**Exercise requirements:** Please return the lines of the data that contain "start".

**Provided data:**

PR #635, opened 2023-04-14
Import onnx_model transformer utilities into onnxscript

shubhambhokare1:
- [ ] Initial import
- [ ] Add type annotations
- [ ] Add helper functions for OnnxFunction
- [ ] Integrate shape type inference utils
- [ ] Flesh out test example/create test suite

### DIFF
--- a/onnxscript/onnx_model.py
+++ b/onnxscript/onnx_model.py
@@ -1,0 +1,1128 @@
+# -------------------------------------------------------------------------
+# Copyright (c) Microsoft Corporation.  All rights reserved.
+# Licensed under the MIT License.
+# --------------------------------------------------------------------------
+
+import logging
+import os
+import sys
+from collections import deque
+from pathlib import Path
+from typing import Dict, List, Optional, Tuple
+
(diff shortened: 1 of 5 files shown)


justinchuby:
I would move any new files to /_internal and selectively expose apis. Also consider names that are not "helper" where appropriate?

onnxscript/onnx_model.py
```diff
@@ -0,0 +1,1021 @@
...
+            return graph_input.type.tensor_type.elem_type
+
+        graph_output = self.find_graph_output(input_or_output)
+        if graph_output:
+            return graph_output.type.tensor_type.elem_type
+
+        return None
+
+    @staticmethod
+    def get_node_attribute(node: NodeProto, attribute_name: str):
```
justinchuby, line 494: nit: (knowing this will evolve) I would avoid static methods:

... instead make them module-level functions. Putting the functions in the module global namespace is a preferred way to organize them.

> Never use staticmethod unless forced to in order to integrate with an API defined in an existing library. Write a module-level function instead.

https://google.github.io/styleguide/pyguide.html#217-function-and-method-decorators

PR #641, opened 2023-04-16
Update sphinx to use markdown | docs

justinchuby:
Markdowns are easier to author and work with.

Replaces #516


justinchuby:
https://github.com/onnx/onnx/pull/5149

PR #644, opened 2023-04-17
add op(native group norm) | feat(atenlib)

xiaowuhu:


onnxscript/function_libs/torch_aten/ops/core.py
```diff
@@ -4208,19 +4208,50 @@ def aten_native_dropout_backward(
...
+    bias: Optional[TFloat],
+    N: INT64 = None,  # pylint: disable=unused-argument
+    C: INT64 = None,  # pylint: disable=unused-argument
+    HxW: INT64 = None,  # pylint: disable=unused-argument
+    group: int = None,
+    eps: float = None,
+) -> TFloat:
+    # FIXME: for the return, we can only return one TReal instead of [x,y,z]
+    # Because we don't how to computer the running_var and running_mean
+    # No native_group_norm test case, and the group_norm function in torch only return one output
```
justinchuby, line 4224: We do need to return three things because that is what the aten op does. I would skip the tests if we need to

onnxscript/function_libs/torch_aten/ops/core.py
```diff
@@ -4208,19 +4208,54 @@ def aten_native_dropout_backward(
     raise NotImplementedError()
 
 
+@torch_op("aten::native_group_norm", trace_only=True)
```
justinchuby, line 4211: Add a comment on why trace_only is needed?

onnxscript/function_libs/torch_aten/ops/core.py
```diff
@@ -4208,19 +4208,54 @@ def aten_native_dropout_backward(
...
+    N: INT64 = None,  # pylint: disable=unused-argument
+    C: INT64 = None,  # pylint: disable=unused-argument
+    HxW: INT64 = None,  # pylint: disable=unused-argument
+    group: int = None,
+    eps: float = None,
+) -> Tuple[TFloat, TFloat, TFloat]:
     """native_group_norm(Tensor input, Tensor? weight, Tensor? bias, SymInt N, SymInt C, SymInt HxW, int group, float eps) -> (Tensor, Tensor, Tensor)"""
 
-    raise NotImplementedError()
+    # Assert(weight is not None, and, bias is not None)
```
justinchuby, line 4224: I think they can be None? If they are it will just be input unchanged?

onnxscript/function_libs/torch_aten/ops/core.py
```diff
@@ -4208,19 +4208,54 @@ def aten_native_dropout_backward(
...
+    # Create weight_instance_norm and bias_instance_norm
+    weight_inst = op.Constant(value_floats=[1.0] * group)
+    bias_inst = op.Constant(value_floats=[0.0] * group)
+    # 0 in the shape list keeps dimension value unchanged, for InstanceNorm need
+    shape = op.Constant(value_ints=[0, group, -1])
```
justinchuby, line 4229: What happens when group is None?

onnxscript/function_libs/torch_aten/ops/core.py
```diff
@@ -4208,19 +4208,54 @@ def aten_native_dropout_backward(
...
+
+    norm = _aten_native_group_norm_onnx(
+        input, weight, bias, weight_inst, bias_inst, shape, eps
+    )
+    # weight_inst, bias_inst are fake output, because we must return 3 outpurs
```
justinchuby, line 4234:
```suggestion
    # weight_inst, bias_inst are fake output, because we must return 3 outputs
```

onnxscript/function_libs/torch_aten/ops/core.py
```diff
@@ -4208,19 +4208,54 @@ def aten_native_dropout_backward(
...
+    group: int = None,
+    eps: float = None,
+) -> Tuple[TFloat, TFloat, TFloat]:
     """native_group_norm(Tensor input, Tensor? weight, Tensor? bias, SymInt N, SymInt C, SymInt HxW, int group, float eps) -> (Tensor, Tensor, Tensor)"""
 
-    raise NotImplementedError()
+    # Assert(weight is not None, and, bias is not None)
+    # Create weight_instance_norm and bias_instance_norm
+    weight_inst = op.Constant(value_floats=[1.0] * group)
+    bias_inst = op.Constant(value_floats=[0.0] * group)
```
justinchuby, line 4227: Can this be `Expand` and be absorbed into the function?

onnxscript/function_libs/torch_aten/ops/core.py
xiaowuhu: Adding checking some None input so need trace_only=True

onnxscript/function_libs/torch_aten/ops/core.py
xiaowuhu: Set to default 1.0 and 0.0 if None

onnxscript/function_libs/torch_aten/ops/core.py
xiaowuhu: This must not be None. Set to 1 as default, will equal to LayerNorm.

onnxscript/function_libs/torch_aten/ops/core.py
```diff
@@ -4208,19 +4208,54 @@ def aten_native_dropout_backward(
...
+def _aten_native_group_norm_onnx(
+    input: TFloat,
+    weight: Optional[TFloat],
+    bias: Optional[TFloat],
+    weight_inst: TFloat,
+    bias_inst: TFloat,
+    shape: INT64,
+    eps: float = None,
+) -> TReal:
+    # Using InstanceNorm to simulate GroupNorm, because GroupNorm need weight[group] and bias[group]
```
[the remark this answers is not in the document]
xiaowuhu: For ONNX GroupNorm op, when group_num=2, the weight and bias should be 1x2  shape. 
But aten_native_group_norm(), when input is (N,C,xxx)=(1,6,xxx), the weight and bias should be (1x6) shape.
So we cannot use ONNX GroupNorm directly.
Torch Converter use InstanceNorm, so I copied it.

onnxscript/function_libs/torch_aten/ops/core.py
```diff
@@ -4208,19 +4208,70 @@ def aten_native_dropout_backward(
...
-    N: INT64,
-    C: INT64,
-    HxW: INT64,
-    group: int,
-    eps: float,
-) -> tuple[TensorType, TensorType, TensorType]:
+    input: TFloat,
+    weight: Optional[TFloat],
+    bias: Optional[TFloat],
+    N: Optional[INT64] = None,  # pylint: disable=unused-argument
```
BowenBao, line 4216: For my education. How do we know if an argument can be optional or not?

From aten signature below `native_group_norm(Tensor input, Tensor? weight, Tensor? bias, SymInt N, SymInt C, SymInt HxW, int group, float eps) -> (Tensor, Tensor, Tensor)`

`weight` and `bias` have `?` tagged, hence it's natural. But why are `N`, `C`, etc also optional? (And somewhat related, why does `eps` alone has default value?)

justinchuby: Good question. From the signature I don't think they should be optional. I am guessing it is due to the discrepancy in the OpInfo definition? @xiaowuhu 

I am thinking if we should create our opinfo for this op.

onnxscript/function_libs/torch_aten/ops/core.py
```diff
@@ -4208,19 +4208,70 @@ def aten_native_dropout_backward(
...
+
+    if weight is None:  # Set to 1.0 as default, the shape is Channel size
+        weight = op.Expand(op.Constant(value_floats=[1.0]), op.Shape(input, start=1, end=2))
+
+    if bias is None:  # Set to 0.0 as default, the shape is Channel size
+        bias = op.Expand(op.Constant(value_floats=[0.0]), op.Shape(input, start=1, end=2))
+
+    norm, fake_mean, fake_var = _aten_native_group_norm_onnx(input, weight, bias, group, eps)
+    # FIXME: return fake value because we must return 3 outputs(norm, mean, var)
+    # We know how the 'mean' was computed in Torch, but don't know the 'var'
```
BowenBao, line 4236: why is it called `weight_inst_norm, bias_inst_norm` in `_aten_native_group_norm_onnx`, but called `fake_mean, fake_var` here?

onnxscript/function_libs/torch_aten/ops/core.py
xiaowuhu: @justinchuby can explain more here :)
For in ONNX, we don't explicitly need N,C,HxW, because the information are already in the input tensor shape. They cannot have default value.
But, aten_native_group_norm() function must need these values as input.
For 'group' and 'eps', they should be not None. I will change the signature in next commit.

titaiwangms: If aten signature doesn't specify the default, should we find it's upper level torch function for default? If that's the case, I think eps=1-e5 would be reasonable.

onnxscript/function_libs/torch_aten/ops/core.py
titaiwangms: Looks like it;s here:
https://github.com/pytorch/pytorch/blob/8d3dc2131d6a866f826e4796c7402156aedf29b5/aten/src/ATen/native/group_norm.cpp#L64-L105

And
https://github.com/pytorch/pytorch/blob/main/aten/src/ATen/native/cpu/group_norm_kernel.cpp

xiaowuhu: OK, I got the formula about Torch returned var (actually it is rstd) = ```1 / (sqrt( sum/n + eps))```, where ```n = HxW*C/N```

justinchuby (approved):
Fantastic!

**Result below:**
+        weight = op.Expand(op.Constant(value_floats=[1.0]), op.Shape(input, start=1, end=2))
+        bias = op.Expand(op.Constant(value_floats=[0.0]), op.Shape(input, start=1, end=2))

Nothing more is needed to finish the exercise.